##### Input data #####
PR #178, opened 2020-10-06
Add default definitions

hiqsol:
Improve code style.
Make default definitions explicit and collected in single place.
Allow change `Injector` used in the container (with test).

| Q             | A
| ------------- | ---
| Is bugfix?    | ❌
| New feature?  | ✔️
| Breaks BC?    | ❌

### DIFF
--- a/src/Container.php
+++ b/src/Container.php
@@ -53,14 +53,20 @@ final class Container extends AbstractContainerConfigurator implements Container
         ContainerInterface $rootContainer = null
     ) {
         $this->delegateLookup($rootContainer);
+        $this->setDefaultDefinitions();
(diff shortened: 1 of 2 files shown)


samdark (changes requested):
It breaks yii-bootstrap4 tests with:

```
Error: Class 'Yiisoft\Injector\Injector' not found

C:\src\yii-dev-tool\dev\di\src\Container.php:68
C:\src\yii-dev-tool\dev\di\src\Container.php:56
C:\src\yii-dev-tool\dev\yii-bootstrap4\tests\TestCase.php:43
```

samdark (approved):
Re-verified. Works.

PR #189, opened 2020-11-11
Fixed bug with $building.

mj4444ru:
| Q             | A
| ------------- | ---
| Is bugfix?    | ✔️
| New feature?  | ❌
| Breaks BC?    | ❌
| Fixed issues  |

### DIFF
--- a/src/Container.php
+++ b/src/Container.php
@@ -15,6 +15,7 @@ use Yiisoft\Factory\Exceptions\NotFoundException;
 use Yiisoft\Factory\Exceptions\NotInstantiableException;
 use Yiisoft\Injector\Injector;
 
+use function array_key_exists;
 use function array_keys;
 use function assert;
 use function class_exists;
@@ -98,7 +99,11 @@ final class Container extends AbstractContainerConfigurator implements Container
      */
     public function get($id)
     {
-        return $this->instances[$id] ?? ($this->instances[$id] = $this->build($id));
+        if (!array_key_exists($id, $this->instances)) {
+            $this->instances[$id] = $this->build($id);
+        }
+
+        return $this->instances[$id];
     }
 
     /**
--- a/src/Container.php
+++ b/src/Container.php
@@ -15,6 +15,12 @@ use Yiisoft\Factory\Exceptions\NotFoundException;
 use Yiisoft\Factory\Exceptions\NotInstantiableException;
 use Yiisoft\Injector\Injector;
 
+use function array_keys;
+use function assert;
+use function class_exists;
+use function implode;
+use function is_string;
+
 /**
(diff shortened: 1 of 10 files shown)


src/Container.php
```diff
@@ -157,8 +154,11 @@ private function build(string $id)
         }
 
         $this->building[$id] = 1;
-        $object = $this->buildInternal($id);
-        unset($this->building[$id]);
+        try {
+            $object = $this->buildInternal($id);
```
mj4444ru, line 158: When an error occurred, `$this->building` was not cleared and an error occurred on re-access.

src/Container.php
```diff
@@ -157,8 +154,11 @@ private function build(string $id)
         }
 
         $this->building[$id] = 1;
-        $object = $this->buildInternal($id);
-        unset($this->building[$id]);
```
mj4444ru, line 161: When an error occurred, `$this->building` was not cleared and an error occurred on re-access.

src/Container.php
```diff
@@ -157,8 +154,11 @@ private function build(string $id)
...
+        try {
+            $object = $this->buildInternal($id);
+        } finally {
+            unset($this->building[$id]);
+        }
```
mj4444ru, line 161: When an error occurred, `$this->building` was not cleared and an error occurred on re-access.

samdark:
Need a unit test that tests for the behavior changed.

tests/Unit/ContainerTest.php
```diff
@@ -872,6 +872,33 @@ public function register(Container $container): void
         );
     }
 
+    public function testBuildingVar(): void
+    {
+        $building = null;
+        $container = new Container([
+            ColorPink::class => static function (ContainerInterface $container) use (&$building): ColorPink {
+                $building = ((array)$container)["\000Yiisoft\Di\Container\000building"];
```
samdark, line 880: Is it possible to test it via public API only without accessing internal state?

tests/Unit/ContainerTest.php
```diff
@@ -872,6 +872,33 @@ public function register(Container $container): void
...
+        ]);
+        $container->get(ColorPink::class);
+        $this->assertSame([ColorPink::class => 1], $building);
+    }
+
+    public function testBuildingVarClean(): void
+    {
+        $container = new Container();
+        $container->get(ColorPink::class);
+        $this->assertCount(0, ((array)$container)["\000Yiisoft\Di\Container\000building"]);
```
samdark, line 892: Is it possible to test it via public API only without accessing internal state?

samdark (approved):
The fix is logically correct but tests are accessing internal state which isn't good at all. I wonder if you had an issue with the public API or was it spotted during reading code?

samdark:
Thank you! Great catch.

PR #204, opened 2021-03-13
Psalm: fix errors + improve annotations for Container::get()

vjik:
| Q             | A
| ------------- | ---
| Is bugfix?    | ✔️
| New feature?  | ✔️
| Breaks BC?    | ❌
| Fixed issues  | -

- Fixed psalm errors.
- Added annotations for `Contaner::get()` which allow the psalm to understand what the method returns.

For example:

```php
$handler = $container->get(ErrorHandler::class);
```

Psalm will be understand that `$handler` is instance of `ErrorHandler`.

### DIFF
--- a/src/Container.php
+++ b/src/Container.php
@@ -105,11 +105,11 @@ final class Container extends AbstractContainerConfigurator implements Container
      * @throws NotFoundException
      * @throws NotInstantiableException
      *
-     * @return object An instance of the requested interface.
+     * @return mixed|object An instance of the requested interface.
      *
      * @psalm-template T
      * @psalm-param string|class-string<T> $id
-     * @psalm-return ($id is class-string ? T : object)
+     * @psalm-return ($id is class-string ? T : mixed)
      */
     public function get($id)
     {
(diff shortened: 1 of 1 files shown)


src/Container.php
```diff
@@ -106,6 +106,10 @@ public function has($id): bool
      * @throws NotInstantiableException
      *
      * @return object An instance of the requested interface.
+     *
+     * @psalm-template T
+     * @psalm-param string|class-string<T> $id
+     * @psalm-return ($id is class-string ? T : object)
```
roxblnfk, line 112:
```suggestion
     * @psalm-return ($id is class-string ? T : mixed)
```

roxblnfk (commented):
I think it is more correct

src/Container.php
vjik: Are you sure that this implementation of container by can return not object?

vjik: Done.

samdark (approved):

samdark:
👍

PR #227, opened 2021-07-29
Use AbstractContainerConfigurator instead of Container

xepozz:
| Q             | A
| ------------- | ---
| Is bugfix?    | ✔️
| New feature?  | ✔️
| Breaks BC?    | ❌
| Fixed issues  | 

This allows to use another implementation of Yiisoft Container or any bridges to connect Yiisoft Container with another containers


samdark:
@xepozz waiting till @yiiliveext will finish providers re-work.

PR #235, opened 2021-08-05
Move injector to dependency resolver

vjik:
| Q             | A
| ------------- | ---
| Is bugfix?    | ❌
| New feature?  | ❌
| Breaks BC?    | ✔️
| Fixed issues  | -

This is adopt PR to https://github.com/yiisoft/factory/pull/123 and instead of https://github.com/yiisoft/di/pull/222


src/DependencyResolver.php
```diff
@@ -56,8 +58,21 @@ public function resolve(string $id)
...
     {
         return false;
     }
+
+    private function getInjector(): Injector
+    {
+        if ($this->injector === null) {
+            $this->injector = new Injector($this->container);
+        }
+        return $this->injector;
```
xepozz, line 76:
```suggestion
        return $this->injector ??= new Injector($this->container);
```

src/DependencyResolver.php
```diff
@@ -56,8 +58,21 @@ public function resolve(string $id)
...
+    {
+        return $this->getInjector()->invoke($callable);
+    }
+
     public function shouldCloneOnResolve(): bool
     {
         return false;
     }
+
+    private function getInjector(): Injector
```
xepozz, line 71: What about to move the initialization into __construct method?

src/DependencyResolver.php
vjik: Done.

src/DependencyResolver.php
vjik: injector may not be needed

samdark (approved):

PR #470, opened 2017-06-01
Omemo signal protocol

iNPUTmice:
As suggested on the standards mailing list here is an updated version of XEP-0384 that actually reflects what has been implemented by several clients.
As one can see the changes are very minimal. It also adds a section on how the SignalProtocol has not been documented and only exists in GPLv3 implementations.
It also changes the track from Standards to Historical.
A rendered version can be found [here](https://gultsch.de/files/xep-0384.html).
Note: I haven't run this by the author yet. That's just my own personal idea. I can't say if @strb would agree to this.

### DIFF
--- a/xep-0384.xml
+++ b/xep-0384.xml
@@ -28,6 +28,15 @@
     <jid>andy@strb.org</jid>
   </author>
   <revision>
+    <version>0.2</version>
+    <date>2017-06-02</date>
+    <initials>dg</initials>
+    <remark>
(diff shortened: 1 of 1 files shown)


iNPUTmice:
I updated this PR to not change the track.

SamWhited:
Just FYI, I did ask @strb about this PR; I think he was going to reply to the editor@ email or on list.

PR #471, opened 2017-06-07
XEP-0065: Remove duplicate example

vanitasvitae:
Example 10 was a duplicate (the stanza was a copy of ex. 9, the description a copy of example 11) so I removed it.


horazont:
Kevin suggested to play it safe and let this pass through council.

horazont:
[Voting started at 2017-08-30](https://mail.jabber.org/pipermail/members/2017-August/008636.html).

PR #474, opened 2017-06-13
Update MIX XEP-0369 to 0.9.3

stevekille:
Remove Legacy MIX Namespace;
      Add mix element in message to hold MIX additional information;
      Roster Update Clarifications;
      Clarify when messages are delivered to clients;


stevekille:
On hold, pending discussion

PR #476, opened 2017-06-15
XEP-0321: Use neutral pronouns instead of his/he

louiz:


horazont:
@louiz Can you please [sign the CLA using the CLAbot](https://cla-assistant.io/xsf/xeps?pullRequest=476)?

louiz:
Done.

xep-0321.xml
```diff
@@ -55,7 +55,7 @@
   <p>This document addresses the following requirements:</p>
   <ol>
     <li>Make it possible for remote services or entities to manage user's roster by the same mechanisms that descibed in the &rfc6121;.</li>
-    <li>Provide a way for user to control which services have permission to manage his roster.</li>
+    <li>Provide a way for user to control which services have permission to manage their roster.</li>
```
jcbrand: `for user` should be either `for the user` or `for users`. I personally think plural is better, in which case to above sentence also needs to be changed to plural, otherwise it should be `a user's roster`.

SamWhited: "their roster" works fine in the singular case (and sounds better than "a user's roster" IMO, although that's pretty bikesheddy)

jcbrand: +1 for `Provides` and `Makes`.

I'm not referring to the singular, non-gendered usage of `their`, I'm referring to the way user is referenced without an article, which IMO is not proper English (unless `user` is used as a proper noun, but then it should be capitalized).

So `Provide a way for user` should be `Provides a way for the user` or `Provides a  way for the user` (either is fine).

Similarly there's a missing article in the previous sentence.

horazont: I find it odd to continue the sentence "This document addresses the following requirements" with "provides foobar". I find "provide foobar" more natural.

Agreeing on the missing articles for "user". This, however, affects the whole XEP.

jcbrand: Ah, you're right, if `requirements` is plural, then it's just `provide`.

horazont: In any case, in the spirit of progress I’d merge this with "Provide a way for user**s**" (and some unrelated minor editing).

louiz: I agree, plural is better.

PR #477, opened 2017-06-16
XEP-0234: Fix a date in examples

linkmauve:


vanitasvitae:
Could you replace the TimeZone by 'Z'? XEP-0234 Table 2 states, that the timestamp MUST be UTC, so 'Z' would fit better here.

Flowdalic:
> XEP-0234 Table 2 states, that the timestamp MUST be UTC

I don't think that it does formally specify that (no MUST). For some obscure reasons it states "UTC Timestamp …", but I don't think it should require UTC (no other XEP does that AFAIK) and that we should simply remove 'UTC. Having "...which MUST conform to the DateTime profile of XMPP Date and Time Profiles (XEP-0082)" should be sufficient.

linkmauve:
I fixed this oversight, thanks. :)

lovetox:
@Flowdalic

https://xmpp.org/extensions/xep-0203.html

And lets not start to include unnecessary timezone informations in XEPs that absolutely not need them at all.

The only XEP where a timezone is a valid addition in my opinion is Entity Time.

Flowdalic:
You always need to specify TZD when the format is required to be XEP-0082 compatible, and you need a parser which is able to handle all valid TZD values. So what's the benefit of having UTC as default (and always explicitly stating that)? Furthermore some embedded devices could be only aware of their local timezones, but not the current offset from UTC (because of, well, timezone offsets are complicated).

lovetox:
You are grasping for straws.
If a device doesnt know his UTC Offset, it essentially cant deal correctly with delay timestampes (read MAM)

Also im not an expert on namespace bumps but this feels like one, and if you go on and change 0203 (because everything else would be quite inconsistent, we have to think of the devices that dont know its UTC offset) thats definitely one because, it there says MUST.

stpeter:
I don't know, this feels like a simple spec bug in the examples - changing 2015-07-26T21:46:00 to 2015-07-26T21:46:00Z seems like the right fix to me.

lovetox:
@Flowdalic editing your comment, lets look mine now out of context.

1. You dont need a parser that is able to handle all valid TZD values when the XEP states that only UTC is to be used. Of course its recommended that every client has such a method.

2. Even the 0082 security considerations state:

> To avoid this issue developers are advised to convert local time to UTC before sending ISO 8601 encoded times into the XMPP network.

So for me its a perfectly good way to limit XEPs that dont benefit from a non-UTC timestamp, and force developers to do the right thing if it makes no sense any other way. Instead of saying, do what you want but read up there is a sentence on the bottom where you can read what you actually should do, and what makes sense.

If you have the opinion anyway that every client has a method that parses all valid 0082 timestamps, then this would make no difference to you at all.

stpeter:
I don't have a problem with specifying UTC only (because a device might not know what timezone it's in), but adding "Z" to the examples is necessary.

lovetox:
@stpeter the example was wrong and fixing it was not the point of discussion.

Its the ongoing trend to allow all possible combinations of DateTime Profile even if it makes no sense. Then pointing to the security considerations. see https://xmpp.org/extensions/xep-0319.html

Flowdalic:
> You dont need a parser that is able to handle all valid TZD values when the XEP states that only UTC is to be used. 

As soon as you want to support one XEP which does not have the "TZD must be UTC" requirement  you do need one. 

It doesn't really matter that much to me. It's just a little bit strange to explicitly state the only valid option. Furthermore, not enforcing UTC doesn't mean you can not use it all the time.

linkmauve:
@lovetox, @stpeter, a device doesn’t need to know its own timezone to convert from the sender’s local timezone to UTC, you simply have to subtract the offset from the rest of the datetime.  And if the device doesn’t know its timezone, it won’t be able to deal with UTC either.

I am in favour of dropping the UTC requirement, it doesn’t bring anything privacy-wise, since it’s much more accurate to analyse activity patterns to pinpoint someone on a map if that’s what you are after.

PR #485, opened 2017-07-11
Split the dockerfile into two

mathieui:
- Create a `Dockerfile.base` that contains all the dependencies and required directory structure
**that image will need to be published to the hub** (as xmppxsf/xeps-base currently)
- Put minimal content into the `Dockerfile` and allow the number of make jobs and the make targets to be parametrized through docker build arguments.

This should, once someone publishes the base image to the hub, cut the full build time in half or more (because the old dockerfile was mixing copy and install operations, therefore invalidating part of the cache whenever the source changed).

Providing the `NCORES` build arg lets the editor/user choose how many jobs should be used at the same time, which defaults to 1, but should be set as high as the number of cores in the build machine. From my (very unscientific) tests, build speed increases proportionally with the number of jobs running, since latex output and CPU performance is the bottleneck.
The `TARGETS` build arg also allows customization of what should be running.

### DIFF
--- a/Dockerfile
+++ b/Dockerfile
@@ -1,10 +1,16 @@
+# Builds all XEPs by default, HTML & PDF
+# docker build . --build-arg NCORES=X --build-arg TARGETS="target1 target2"
+# from Dockerfile.base
 FROM xmppxsf/xeps-base:latest
+
+ARG NCORES=1
+ARG TARGETS="html pdf"
 
 COPY *.xml xep.* *.css *.xsl *.js *.xsl Makefile /src/
 COPY resources/*.pdf /src/resources/
 
 WORKDIR /src
-RUN OUTDIR=/var/www/html/extensions/ make -j5 html pdf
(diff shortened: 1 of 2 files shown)


Kev:
Looks fine to me. The right way for us to get the base image onto the hub is to break it out into its own repo, and then I can set up an automated build for that too.

Kev:
I've created the (unpopulated) https://github.com/xsf/xep-docker-base repo. I've also set up automated builds for it to go to xmppxsf/xeps-base. So I think if the base dockerfile is uploaded there, it'll trigger a build, and once that's done, merging this (without the base or with) would build.

guusdk:
I have now added the 'base' image to https://github.com/xsf/xep-docker-base (I've also applied some changes - feel free to comment on those here, or there).

guusdk:
The base image is now available on dockerhub. I'll merge this PR now (to later remove the base dockerfile). 

As this PR does not touch the XEPs, not having a signed CLA shouldn't be an issue.

PR #487, opened 2017-07-17
XEP-0319: Make the schema more precise about a date being a xs:dateTime

linkmauve:
This section is non-normative, and is already specified more strongly in XEP-0082, so it shouldn’t change anything.


horazont:
The reasoning depends on #469, will at least need to figure out if council is needed for that change.

PR #489, opened 2017-07-30
XEP-0234: Add missing length attribute to XML Schema

vanitasvitae:
fileTransferRangeType was missing the length attribute in the XML schema.


horazont:
@vanitasvitae Please add a revision block.

vanitasvitae:
@horazont fixed :)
#####
Problem requirements: Could you report every line of the material that contains the string "parser"?

Answer to the problem:
You always need to specify TZD when the format is required to be XEP-0082 compatible, and you need a parser which is able to handle all valid TZD values. So what's the benefit of having UTC as default (and always explicitly stating that)? Furthermore some embedded devices could be only aware of their local timezones, but not the current offset from UTC (because of, well, timezone offsets are complicated).
1. You dont need a parser that is able to handle all valid TZD values when the XEP states that only UTC is to be used. Of course its recommended that every client has such a method.
> You dont need a parser that is able to handle all valid TZD values when the XEP states that only UTC is to be used. 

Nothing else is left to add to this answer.